Подумав, Хайта нашла аргумент в пользу Паты:
— Она разговаривает. И всё понимает.
— Тогда попробуй научить её читать, — едко заметил учёный старикан. — Желаю успеха!.. Впрочем, в теории допустимы и разумные машины. Однако пола у паровозов нет и быть не может.
На каникулах Тёмные Звёзды стали чаще встречаться. Утончённая дама-танцмейстерша тоже осталась в Гестеле. Она охотно давала девчонкам уроки в пустом и гулком гимнастическом зале. Лара сразу туда записалась, едва узнала, что дама учит бальным танцам. Без этого умения ты кто? коряга неуклюжая. А если желаешь выйти в свет, изволь делать всякие па и порхать под музыку.
В зал ходила и Бези: «Балов нет, маскарадов не бывает — где ещё девушке кровь разогнать? Раньше-то я у принца танцевала». В глазах гордости на тыщу унций, а тайной грусти — впятеро больше.
Музицировал им… пансионный поп, отец Конь! Играть на флейте он был мастер. Как загадочно молвила Безуминка: «Похоже, Конь имеет виды на танцмейстершу». «Он безбрачный!» — встала Лис на защиту. «Ну, засматриваться-то ему никто не запрещал», — отмахнулась Бези.

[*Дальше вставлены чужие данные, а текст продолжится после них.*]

PR #1938, opened 2023-07-07
Make secrets with "/" in name editable / deletable

### LINKED ISSUE #1937: Cannot remove/delete/trash a secret
### Component

web-ui

### Describe the bug

Create a secret (I guess the name is important for this bug).

Then try to remove it with the trash button.

image

Note : I managed to remove another secret. I think that there is a problem with the name of the secret I cannot remove.

### System Info

```shell
{"source":"https://github.com/woodpecker-ci/woodpecker","version":"next-94f2331a"}

Backend Kubernetes
```

### Additional context

_No response_

### Validations

6543:
close #1937

### DIFF
--- a/web/src/lib/api/index.ts
+++ b/web/src/lib/api/index.ts
@@ -145,11 +145,13 @@ export default class WoodpeckerClient extends ApiClient {
   }
 
   updateSecret(repoId: number, secret: Partial<Secret>): Promise<unknown> {
-    return this._patch(`/api/repos/${repoId}/secrets/${secret.name}`, secret);
+    const secretName = encodeURIComponent(secret.name ?? '');
+    return this._patch(`/api/repos/${repoId}/secrets/encodeURIComponent(${secretName}`, secret);
   }
 
   deleteSecret(repoId: number, secretName: string): Promise<unknown> {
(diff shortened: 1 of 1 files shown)


web/src/lib/api/index.ts
```diff
@@ -145,11 +145,13 @@ export default class WoodpeckerClient extends ApiClient {
   }
 
   updateSecret(repoId: number, secret: Partial<Secret>): Promise<unknown> {
-    return this._patch(`/api/repos/${repoId}/secrets/${secret.name}`, secret);
+    const secretName = encodeURIComponent(secret.name ?? '');
+    return this._patch(`/api/repos/${repoId}/secrets/encodeURIComponent(${secretName}`, secret);
```
anbraten, line 149:
```suggestion
    return this._patch(`/api/repos/${repoId}/secrets/${secretName}`, secret);
```

anbraten (commented):
Should we migrate to id based api as well?

6543:
:point_up: sory was a relict that should not be in there - thanks

6543:
> Should we migrate to id based api as well?

well I would move this breaking refactor if so in the next release!

lafriks (approved):

PR #1957, opened 2023-07-09
Remove unused step options

6543:
remove them as they did never had any functionality


pipeline/frontend/yaml/types/container.go
```diff
@@ -38,26 +38,21 @@ type (
...
+		DNS          base.StringOrSlice  `yaml:"dns,omitempty"`
+		ExtraHosts   []string            `yaml:"extra_hosts,omitempty"`
+		IpcMode      string              `yaml:"ipc_mode,omitempty"`
+		MemLimit     base.MemStringOrInt `yaml:"mem_limit,omitempty"`
+		MemSwapLimit base.MemStringOrInt `yaml:"memswap_limit,omitempty"`
+		NetworkMode  string              `yaml:"network_mode,omitempty"`
+		Networks     Networks            `yaml:"networks,omitempty"`
+		ShmSize      base.MemStringOrInt `yaml:"shm_size,omitempty"`
+		Sysctls      base.SliceOrMap     `yaml:"sysctls,omitempty"`
+		Tmpfs        []string            `yaml:"tmpfs,omitempty"`
```
anbraten, line 55: Crazy so all left options are actually supported?

anbraten (approved):

pipeline/frontend/yaml/types/container.go
6543: I did not follow them ... some are still dead code but need more refactoring - so for the next pull

Issue #557, opened 2021-11-30
prevent service name to be equal to step name


anbraten:
![Unbenannt](https://user-images.githubusercontent.com/6918444/144145897-c17d0299-aad0-4594-8ee2-f19b825c8a21.PNG)

postgres and mysql jobs are skipped somehow

anbraten:
Issue detected: Service name is not allowed to be equal to one step name.
TODO: add config check to prevent that.

6543:
instead of preventing it we should fix the underling bug

anbraten:
```diff
// add services steps
if len(conf.Services.Containers) != 0 {
	stage := new(backend.Stage)
	stage.Name = fmt.Sprintf("%s_services", c.prefix)
	stage.Alias = "services"

	for i, container := range conf.Services.Containers {
		if !container.Constraints.Match(c.metadata) {
			continue
		}

+		name := fmt.Sprintf("%s_services_%d", c.prefix, i)
		step := c.createProcess(name, container, "services")
		stage.Steps = append(stage.Steps, step)
	}
	config.Stages = append(config.Stages, stage)
}
```

Hmm, the compiler should not be the problem.

6543:
without looking at the coude, i guess it's an issue with the gRPC api

6543:
https://github.com/woodpecker-ci/woodpecker/blob/master/pipeline/rpc/proto/woodpecker.proto#L92-L95

look's like the name is actually used as ID for gRPC - we just have to change that

anbraten:
linking #983

6543:
-> #1802

Issue #269, opened 2021-08-20
UI: separate services and build-jobs 


anbraten:
It would be nice if a user could somehow notice that a build-job is of type service.

6543:
indicate it by different icons?

6543:
idea: instead of a dot -> add a gear (not spinning if cancled/pending/...  & spinning if state = running)

dvjn:
Currently, I couldn't find a way to differentiate a proc between service and build-job in the front-end.
This will require changes in server api first.

6543:
good point!

6543:
there is now a `type` field in the step struct. so only the ui part is missing :)

Issue #1959, opened 2023-07-09
docker: use uuid instead of name as identifyer


6543:
https://github.com/woodpecker-ci/woodpecker/blob/3d0338315f14a33a9b9a205168eb5a71579fc591/pipeline/backend/docker/docker.go#L197

https://github.com/woodpecker-ci/woodpecker/blob/3d0338315f14a33a9b9a205168eb5a71579fc591/pipeline/backend/docker/docker.go#L219

...

will make sure,  #557 stays closed

PR #1960, opened 2023-07-09
remove prefix from services

6543:
test  #557

should be merged if  #269 got addressed


6543:
https://ci.woodpecker-ci.org/repos/3780/pipeline/6440/25 - looks still broken :D

6543:
it does not crash anymore but we still will likely need  #1959

PR #1964, opened 2023-07-09
Fix netrc passing to clone image

### LINKED ISSUE #1837: Git clone fails due to trusted protection for netrc
### Component

server, agent

### Describe the bug

Seems like the normal clone step fails on next-101e684059 when the repo is not trusted due to the "Only inject netrc credentials into trusted containers" option that is now set by default

Is that a bug or am I doing something wrong ?

### System Info

```shell
next-101e684059
```

### Additional context

My CLone config:
```
clone:
  git:
    image: woodpeckerci/plugin-git
    settings:
      tags: true
    when:
      event: tag
```
### Validations

anbraten:
closes #1837

### DIFF
--- a/pipeline/frontend/yaml/utils/image.go
+++ b/pipeline/frontend/yaml/utils/image.go
@@ -1,4 +1,4 @@
-package compiler
+package utils
 
 import "github.com/docker/distribution/reference"
 
@@ -33,7 +33,7 @@ func expandImage(name string) string {
 // matchImage returns true if the image name matches
 // an image in the list. Note the image tag is not used
 // in the matching logic.
-func matchImage(from string, to ...string) bool {
+func MatchImage(from string, to ...string) bool {
 	from = trimImage(from)
 	for _, match := range to {
 		if from == trimImage(match) {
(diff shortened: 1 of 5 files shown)


pipeline/frontend/yaml/utils/image.go
```diff
@@ -33,7 +33,7 @@ func expandImage(name string) string {
 // matchImage returns true if the image name matches
```
lafriks, line 33:
```suggestion
// MatchImage returns true if the image name matches
```

pipeline/frontend/yaml/utils/image.go
```diff
@@ -45,7 +45,7 @@ func matchImage(from string, to ...string) bool {
 
 // matchHostname returns true if the image hostname
```
lafriks, line 46:
```suggestion
// MatchHostname returns true if the image hostname
```

lafriks (changes requested):

lafriks (approved):

6543 (approved):

PR #1971, opened 2023-07-10
Add agent config file

6543:
followup of  #1888

### DIFF
--- a/cmd/agent/agent.go
+++ b/cmd/agent/agent.go
@@ -23,7 +23,6 @@ import (
 	"net/http"
 	"os"
 	"runtime"
-	"strconv"
 	"strings"
 	"sync"
 	"time"
@@ -50,7 +49,7 @@ import (
 )
 
 func run(c *cli.Context) error {
-	agentIDConfigPath := c.String("agent-id-config-path")
+	agentConfigPath := c.String("agent-config")
 	hostname := c.String("hostname")
 	if len(hostname) == 0 {
 		hostname, _ = os.Hostname()
@@ -111,9 +110,15 @@ func run(c *cli.Context) error {
 	}
 	defer authConn.Close()
 
-	agentID := readAgentID(agentIDConfigPath)
+	agentConfig := readAgentConfig(agentConfigPath)
+
+	//deprecated
+	if agentConfig.AgentID == defaultAgentIDValue {
+		agentConfig.AgentID = readAgentID(c.String("agent-id-config-path"))
+	}
+
 	agentToken := c.String("grpc-token")
-	authClient := agentRpc.NewAuthGrpcClient(authConn, agentToken, agentID)
+	authClient := agentRpc.NewAuthGrpcClient(authConn, agentToken, agentConfig.AgentID)
 	authInterceptor, err := agentRpc.NewAuthInterceptor(authClient, 30*time.Minute)
 	if err != nil {
 		return err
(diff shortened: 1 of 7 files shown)


6543:
it will break stuff if volume got RO intentionaly set ...

cmd/agent/agent.go
```diff
@@ -111,9 +110,15 @@ func run(c *cli.Context) error {
 	}
 	defer authConn.Close()
 
-	agentID := readAgentID(agentIDConfigPath)
+	agentConfig := readAgentConfig(agentConfigPath)
+
+	// deprecated
+	if agentConfig.AgentID == defaultAgentIDValue {
+		agentConfig.AgentID = readAgentID(c.String("agent-id-config-path"))
```
zc-devs, line 117: If PR is the breaking changes, for why is this compatibility? Considering that these changes will be released in 1.0.0.

6543: Well people use next already so there is a migration path ... 

... so it is breaking, but not for the release ... thats why no mentioning in docs and changelog skip

We can remove depricated code soon too ...

zc-devs: OK, then it's not a breaking change in current implementation. It's deprecation and some warning should be logged.
image

6543: well that wont appear either ... as it never got released in the first place ... so we dont have to document the removeall after this pull

zc-devs:
And it doesn't look as refactoring for me :)

cmd/agent/agent.go
6543: I'm just "nice" with the migration path, that will stick in for a few days before removal

6543:
feature-set & behaviour is the same, just an more generic way to be future-prove on how to de-/serialize config

zc-devs:
> feature-set & behaviour is the same, just an more generic way to be future-prove on how to de-/serialize config
> 
> in this case we only have the AgentID

was replied to my deleted message

> It doesn't look as refactoring to me.

So, I agree.

6543:
hu - who deleted your message?!?

cmd/agent/agent.go
zc-devs: Can't  mark as resolved (don't know why). So, do it, if you can.

zc-devs:
Nobody, but me :(

Then I realized that it's just additional path for now -> previous behavior exists still -> may be refactoring :)

cmd/agent/agent.go
```diff
@@ -175,12 +180,12 @@ func run(c *cli.Context) error {
 		return err
 	}
 
-	agentID, err = client.RegisterAgent(ctx, platform, engine.Name(), version.String(), parallel)
+	agentConfig.AgentID, err = client.RegisterAgent(ctx, platform, engine.Name(), version.String(), parallel)
```
ttomasini, line 183: I would introduce a new variable to avoid confusion and treat `agentConfig` as an immutable since it should represent the actual config.

6543: we save it later so we have to change agentConfig anyway

zc-devs:
Maybe it's good idea to add `VOLUME /etc/woodpecker` in the Dokerfiles.

lafriks (approved):

docs/docs/30-administration/00-setup.md
```diff
@@ -70,6 +70,7 @@ services:
     depends_on:
       - woodpecker-server
     volumes:
+      - woodpecker-agent-config:/etc/woodpecker
```
jolheiser, line 73: Assuming this is meant to be a local file, it should be `./woodpecker-agent-config`.

Just wanting to clarify here prior to opening a patch for it.

6543: well it depends, I interpreted it as named volume ... same as the example show for the database for the server

jolheiser: Okay, then it should be added to the named volumes at the bottom of the example. I can send a quick change for that, just to clarify in docs

6543: @jolheiser sure go on, so we do have it in the v1.0.0 docks :D

6543: #2025

PR #1974, opened 2023-07-10
Correct api docs of PostRepo & GetRepos

6543:
... and report if needed forge_remote_id is not valid


server/api/repo.go
```diff
@@ -39,19 +39,24 @@ import (
...
 //	@Summary	Activate a repository
-//	@Router		/repos/{repo_id} [post]
+//	@Router		/repos [post]
 //	@Produce	json
 //	@Success	200	{object}	Repo
 //	@Tags		Repositories
-//	@Param		Authorization	header	string	true	"Insert your personal access token"	default(Bearer <personal access token>)
-//	@Param		repo_id			path	int		true	"the repository id"
+//	@Param		Authorization			header	string	true	"Insert your personal access token"	default(Bearer <personal access token>)
+//	@Param		forge_remote_id		query		string	true	"the repository id it has at the forge"
```
anbraten, line 47:
```suggestion
//	@Param		forge_remote_id		query		string	true	"the id of a repository at the forge"
```

server/api/repo.go
```diff
@@ -39,19 +39,24 @@ import (
...
 func PostRepo(c *gin.Context) {
 	forge := server.Config.Services.Forge
 	_store := store.FromContext(c)
 	user := session.User(c)
 
-	forgeRemoteID := model.ForgeRemoteID(c.Query("forge_remote_id"))
-	repo, err := _store.GetRepoForgeID(forgeRemoteID)
+	remoteID := model.ForgeRemoteID(c.Query("forge_remote_id"))
```
anbraten, line 53: Why the renaming?

6543: Is schorter ... and the name sounded more like id of forge to me

server/api/repo.go
```diff
@@ -61,7 +66,7 @@ func PostRepo(c *gin.Context) {
 		return
 	}
 
-	from, err := forge.Repo(c, user, forgeRemoteID, "", "")
+	from, err := forge.Repo(c, user, remoteID, "", "")
```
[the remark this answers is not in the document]
6543: well that's not the scope of this pull ... if it is an issue we should make a new pull/issue

server/api/repo.go
anbraten: It would be better matching and consistent with the query name, but whatever.

6543: @anbraten done

anbraten (approved):

PR #1985, opened 2023-07-12
Add VOLUME to dockerfiles

6543:
We need to check if it does not have any downsides ...

address: https://github.com/woodpecker-ci/woodpecker/pull/1971#issuecomment-1632406047


pat-s:
https://stackoverflow.com/a/55516433/4185785 for discussion

6543:
... "Every time you create a container from this image, docker will force that directory to be a volume. " ...

PR #1992, opened 2023-07-13
Do not use `window.WOODPECKER_*` variables directly

qwerty287:
use the config helper instead


6543 (approved):

6543:
I wonder if we could enforce this via a linter?

PR #1994, opened 2023-07-13
Drop support for Bitbucket Server

### LINKED ISSUE #1962: Drop Bitbucket Server support
We currently have support for Bitbucket cloud and bitbucket server (formerly stash). As bitbucket server will no longer be supported starting Febuary 15, 2024 and is only partly supported / implemented by Woodpecker we should drop support.

image

qwerty287:
Closes #1962


anbraten:
thanks

PR #1997, opened 2023-07-14
Use global logger for xorm logs and add options

xoxys:
Please let me know if this goes in the right direction. Needs some tests and docs.

### DIFF
--- a/server/store/common.go
+++ b/server/store/common.go
@@ -14,8 +14,14 @@
 
 package store
 
+type XORM struct {
+	Log     bool
+	ShowSQL bool
+}
+
 // Opts are options for a new database connection
 type Opts struct {
 	Driver string
 	Config string
+	XORM   *XORM
 }
--- a/server/store/common.go
+++ b/server/store/common.go
@@ -23,5 +23,5 @@ type XORM struct {
 type Opts struct {
 	Driver string
 	Config string
-	XORM   *XORM
+	XORM   XORM
 }
--- a/server/store/datastore/xorm.go
+++ b/server/store/datastore/xorm.go
@@ -21,88 +21,86 @@ import (
 	xlog "xorm.io/xorm/log"
 )
 
-func NewXORMLogger(level xlog.LogLevel) *XORMLogger {
-	return &XORMLogger{
+func newXORMLogger(level xlog.LogLevel) xlog.Logger {
+	return &xormLogger{
 		level: level,
 	}
 }
 
-// XORMLogger custom log implementation for ILogger
-type XORMLogger struct {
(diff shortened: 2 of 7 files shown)


server/store/common.go
```diff
@@ -14,8 +14,14 @@
...
+type XORM struct {
+	Log     bool
+	ShowSQL bool
+}
+
 // Opts are options for a new database connection
 type Opts struct {
 	Driver string
 	Config string
+	XORM   *XORM
```
6543, line 26:
```suggestion
	XORM   XORM
```

make sure it's not nil

server/store/datastore/xorm.go
```diff
@@ -0,0 +1,116 @@
...
+package datastore
+
+import (
+	"fmt"
+
+	"github.com/rs/zerolog/log"
+	xlog "xorm.io/xorm/log"
+)
+
+func NewXORMLogger(level xlog.LogLevel) *XORMLogger {
```
6543, line 24: unexport and return type can be xorm-logger-interface directly

server/store/datastore/xorm.go
```diff
@@ -0,0 +1,116 @@
...
+	return &XORMLogger{
+		level: level,
+	}
+}
+
+// XORMLogger custom log implementation for ILogger
+type XORMLogger struct {
```
6543, line 31: unexporte

6543:
yes that's the right direction :+1:  !

server/store/datastore/xorm.go
```diff
@@ -0,0 +1,114 @@
...
+// xormLogger custom log implementation for ILogger
+type xormLogger struct {
+	level   xlog.LogLevel
+	showSQL bool
+}
+
+// Error implement ILogger
+func (x *xormLogger) Error(v ...interface{}) {
+	if x.level <= xlog.LOG_ERR {
+		log.Error().Msg(fmt.Sprintln(v...))
```
6543, line 39: we should add some string to indicate it's from xorm

log.Str("component", "xorm")

or log.Bool("xorm": true)
....

?

6543: what do you think?

xoxys: Yeah, that makes sense to me :+1:  Will finish the PR later.

xoxys: I have used the `"component", "xorm"` format. If someone wants to parse the logs in a central log mgm system, using a consistent field to get the component name might be better than a changing bool field.

6543 (approved):

6543:
No, just change current docs ...

And on branch out, versionated docs are generated ...

PR #4331, opened 2024-11-06
Cleanup openapi generation

anbraten:
- rename swagger to openapi (as we convert to openapi v3 afterwards & swagger is openapi v2)
- run `swag fmt` to format openapi annotations of routes
- fix `agent_id` param was named `agent`
- fix `version` was using object & string => only string
- use `tools.go` and `go run` to install correct version of `swag`


Makefile
```diff
@@ -109,15 +109,15 @@ clean: ## Clean build artifacts
...
+	rm -rf docs/docs/40-cli.md docs/openapi.json
 
 .PHONY: generate
 generate: install-tools generate-swagger ## Run all code generations
 	CGO_ENABLED=0 go generate ./...
 
-generate-swagger: install-tools ## Run swagger code generation
-	swag init -g server/api/ -g cmd/server/swagger.go --outputTypes go -output cmd/server/docs
-	CGO_ENABLED=0 go generate cmd/server/swagger.go
+generate-swagger: install-tools ## Run openapi code generation and format it
```
6543, line 118: if we rename it all ... I think we can rename the make targets too ...

anbraten: renamed it

cmd/server/tools.go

Учительница танцев упросила мориорок показать пляски подземелья. Так занятно! Под землёй, оказалось, это делают без платьев. Выплясывали они в верховых костюмах. Отец Конь для приличия вышел. Хотя Хайта распухла на здешнем печеве, однако прыгать и вскидывать ноги выше головы она умела — будто цирковая акробатка! Правда, запыхалась.
На учёбу Тёмные Звёзды сходились в бывший тюремный корпус, где свил гнездо профессор с ассистентами. Лара упивалась вещанием со шлема, Безуминка наставляла её в тонкостях эфирной связи. Принцесса и графинька упражнялись в лунных полётах (правда, с грузом и пристёгнутые в креслах). Хайта приводила Пату, а Ласка приходила для лечения и за компанию.
В научном зале стало весело. Ассистенты — какие-то бакалавры, вылетевшие из университета за разные проступки, — с появлением красотки Бези мигом принялись за ней ухаживать. Едва профессор объявлял перерыв, то один, то другой отманивал златокудрую в затенённый угол, к гардеробу — подальше от Картерета! — любезничал и умолял о свидании.
А она их отвергала:
— Вы, сударь, кто? Вы пьяница, выгнанный со службы. Вам надо паломничать по храмам и головой об алтарь биться, а вы мне куры строите. Ручку поцеловать?.. а колбой по мозгам не хочешь?
— Я бросил пить, — клялся ассистент. — Его сиятельству графу обещал — ни-ни. Вот, он свидетель!
— Кто, собутыльник?
У стены напротив, на скамье для отдыха, изящная принцесса Красного престола, пригладив непокорную прядку, чинно дискутировала с синеокой дочкой графа Бертона. Инопланетная животина вместе с Хайтой сидела у ног благородных девиц.
Завела спор Эрита:
— Может, у Паты всё-таки есть пол? Хайта зря не скажет.